Und wieso kann es dann Theo Müller? Wie will es der innovative Müller-Clan schaffen, Marken wie Landliebe rentabel am Markt zu halten? Wer Müller kennt, der weiß, dass in dem Konzern alles dem Profit untergeordnet wird (was ja grundsätzlich nicht verwerflich ist!). So wird z.B. in großem Umfang günstig Milch in Osteuropa eingekauft und dann in Deutschland eingetütet … wahrscheinlich auch in die Verpackungen der Premiummarken Müller Milch und Weihenstephan. Zudem verfügt Müller anscheinend über eine bessere Werksinfrastruktur oder Partner, die nicht benötigte Milchbestandteile günstig weiterverarbeiten. Klar ist nur, dass in Anbetracht der Größe sich künftig der LEH schwertun wird, einen Müller auszulisten (bei FrieslandCampina ist ihm das im letzten Jahr noch phasenweise gelungen). 
Gregor Veauthier

Die Milchmenge soll bis 2030 stabil gehalten werden

Um auf dem wachsenden Weltmarkt für Milchprodukte auch in Zukunft aktiv mitspielen zu können, hat FrieslandCampina in der Unternehmensstrategie „Kurs für 2030“ kürzlich erst das Ziel definiert, den Umfang der Milchverarbeitung stabil zu halten, bei rund 10 (11) Mrd. kg Milch. Damit das gelingt, sollen die genossenschaftlichen Mitgliedsbetriebe ihre Anlieferung aber ausdehnen dürfen. Auch werden neue Milcherzeuger gesucht – auch in Deutschland. Das klingt eher nach Aufbruch als nach Resignation!

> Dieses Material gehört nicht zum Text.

PR #199, opened 2020-08-24
Fix a placeholder caching issue

ptpan:
Fixed an issue where the translation result of a placeholder component disables import caching.


ptpan:
@jsn1993 I think a minor release including this PR and #198 would be nice.. what do you think?

PR #201, opened 2020-09-28
tbgen set values during reset

jsn1993:


ptpan:
I don't recall having reset issues with VTBGen? Closing this because of inactivity and feel free to reopen in case we notice any VTBGen reset problems.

FrieslandCampina in Zahlen

In Deutschland hat FrieslandCampina noch rund 570 Mio. kg Milch eingesammelt und verarbeitet. (Bildquelle: Friesland Campina)

FrieslandCampina entstand am 31. Dezember 2008 durch die Fusion von Friesland Foods und Campina BV. Der deutsche Zweig des Unternehmens ging 1996 aus der ehemaligen Südmilch AG hervor. 1998 sind die damaligen Milchwerke Köln Wuppertal (MKW) ein Joint-Venture mit der damaligen Campina eingegangen. 2003 wurden die deutschen Genossenschaftsmitglieder von Campina übernommen.
– Umsatz 2021: 11.501 Mio.€ (dav. 6.134 Mio. € in Europa)
– Betriebsergebnis 2021: 355 Mio. €
– Milchanlieferung: 9.745 Mio. kg (dav. 580 Mio.kg in Deutschland)
– Mitglieder (Milcherzeuger): 10.564 in den Niederlanden, Deutschland und in Belgien
Bislang rangierte FrieslandCampina an Platz 4 im europäischen Molkereiranking hinter Lactalis (20 Mrd €.), Nestle (18 Mrd. €) und Danone (15 Mrd. €).